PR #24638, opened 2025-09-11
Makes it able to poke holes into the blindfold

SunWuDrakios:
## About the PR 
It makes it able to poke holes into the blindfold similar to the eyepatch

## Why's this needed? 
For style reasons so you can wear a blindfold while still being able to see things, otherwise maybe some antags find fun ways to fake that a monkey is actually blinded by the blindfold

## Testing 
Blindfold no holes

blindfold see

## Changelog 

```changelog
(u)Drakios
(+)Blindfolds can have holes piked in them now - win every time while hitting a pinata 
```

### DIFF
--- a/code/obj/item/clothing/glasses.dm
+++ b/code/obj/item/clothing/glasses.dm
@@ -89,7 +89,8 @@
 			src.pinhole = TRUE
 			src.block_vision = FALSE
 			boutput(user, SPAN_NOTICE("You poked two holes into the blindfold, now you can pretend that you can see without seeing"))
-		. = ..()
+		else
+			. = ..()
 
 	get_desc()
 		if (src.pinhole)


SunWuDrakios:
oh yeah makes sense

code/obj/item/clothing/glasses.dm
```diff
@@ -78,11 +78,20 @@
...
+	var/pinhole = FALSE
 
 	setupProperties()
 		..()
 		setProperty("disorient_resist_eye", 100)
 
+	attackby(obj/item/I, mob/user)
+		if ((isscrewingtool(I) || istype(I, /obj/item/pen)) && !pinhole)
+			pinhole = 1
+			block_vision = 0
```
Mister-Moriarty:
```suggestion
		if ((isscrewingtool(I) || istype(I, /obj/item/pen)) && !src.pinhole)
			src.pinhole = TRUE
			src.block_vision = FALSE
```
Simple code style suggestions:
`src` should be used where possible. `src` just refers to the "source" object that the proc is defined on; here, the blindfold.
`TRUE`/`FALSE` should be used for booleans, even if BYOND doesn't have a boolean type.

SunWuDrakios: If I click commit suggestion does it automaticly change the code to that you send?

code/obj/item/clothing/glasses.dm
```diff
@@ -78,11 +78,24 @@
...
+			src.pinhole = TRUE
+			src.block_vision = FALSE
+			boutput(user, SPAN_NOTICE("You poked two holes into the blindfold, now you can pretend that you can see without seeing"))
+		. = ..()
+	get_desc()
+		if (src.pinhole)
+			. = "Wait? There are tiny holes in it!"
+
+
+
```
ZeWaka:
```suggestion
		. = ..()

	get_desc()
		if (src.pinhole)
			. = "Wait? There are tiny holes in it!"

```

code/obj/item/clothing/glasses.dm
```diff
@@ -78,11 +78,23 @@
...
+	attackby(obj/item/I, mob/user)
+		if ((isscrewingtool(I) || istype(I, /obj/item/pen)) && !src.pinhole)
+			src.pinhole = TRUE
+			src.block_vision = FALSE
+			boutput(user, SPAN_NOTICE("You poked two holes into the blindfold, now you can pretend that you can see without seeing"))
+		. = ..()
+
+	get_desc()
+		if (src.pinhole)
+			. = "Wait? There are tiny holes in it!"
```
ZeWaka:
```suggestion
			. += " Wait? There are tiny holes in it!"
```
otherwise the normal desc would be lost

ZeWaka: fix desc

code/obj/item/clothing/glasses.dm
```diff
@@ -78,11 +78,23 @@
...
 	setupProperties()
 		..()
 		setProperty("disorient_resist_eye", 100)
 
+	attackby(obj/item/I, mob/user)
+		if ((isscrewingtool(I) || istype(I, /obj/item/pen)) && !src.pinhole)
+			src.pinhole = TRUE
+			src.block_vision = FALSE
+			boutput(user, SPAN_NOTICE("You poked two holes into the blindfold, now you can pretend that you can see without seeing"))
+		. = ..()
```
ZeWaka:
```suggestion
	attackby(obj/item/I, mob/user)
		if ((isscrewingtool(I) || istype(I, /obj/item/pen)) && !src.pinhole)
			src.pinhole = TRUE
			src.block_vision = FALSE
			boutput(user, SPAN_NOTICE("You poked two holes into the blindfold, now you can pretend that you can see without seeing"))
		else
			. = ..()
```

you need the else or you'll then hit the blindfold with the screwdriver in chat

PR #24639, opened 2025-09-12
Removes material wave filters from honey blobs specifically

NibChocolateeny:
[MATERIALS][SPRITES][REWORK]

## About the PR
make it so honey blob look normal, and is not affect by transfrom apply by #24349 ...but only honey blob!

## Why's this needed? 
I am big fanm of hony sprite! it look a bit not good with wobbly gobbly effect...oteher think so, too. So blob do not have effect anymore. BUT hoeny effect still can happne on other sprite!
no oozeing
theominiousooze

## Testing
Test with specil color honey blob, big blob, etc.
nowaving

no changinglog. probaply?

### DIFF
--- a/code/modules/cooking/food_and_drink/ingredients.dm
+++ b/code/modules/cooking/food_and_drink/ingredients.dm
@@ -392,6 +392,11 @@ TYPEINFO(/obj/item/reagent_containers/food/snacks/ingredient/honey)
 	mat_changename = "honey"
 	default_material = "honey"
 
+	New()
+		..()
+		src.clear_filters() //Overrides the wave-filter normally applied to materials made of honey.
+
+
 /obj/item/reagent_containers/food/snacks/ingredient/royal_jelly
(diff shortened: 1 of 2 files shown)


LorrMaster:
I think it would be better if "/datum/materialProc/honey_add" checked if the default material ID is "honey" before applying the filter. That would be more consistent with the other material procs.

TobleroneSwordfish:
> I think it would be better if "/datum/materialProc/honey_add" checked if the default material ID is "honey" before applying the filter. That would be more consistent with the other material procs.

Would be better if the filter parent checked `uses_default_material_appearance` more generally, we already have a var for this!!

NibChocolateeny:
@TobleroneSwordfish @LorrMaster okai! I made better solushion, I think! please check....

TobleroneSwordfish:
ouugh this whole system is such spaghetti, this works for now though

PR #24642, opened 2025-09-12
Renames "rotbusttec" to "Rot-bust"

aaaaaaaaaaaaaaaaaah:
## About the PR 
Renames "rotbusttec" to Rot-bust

**Description of the task:** Copy each line of the preceding material that contains "else".

**Exercise result:**
+		else
		else
you need the else or you'll then hit the blindfold with the screwdriver in chat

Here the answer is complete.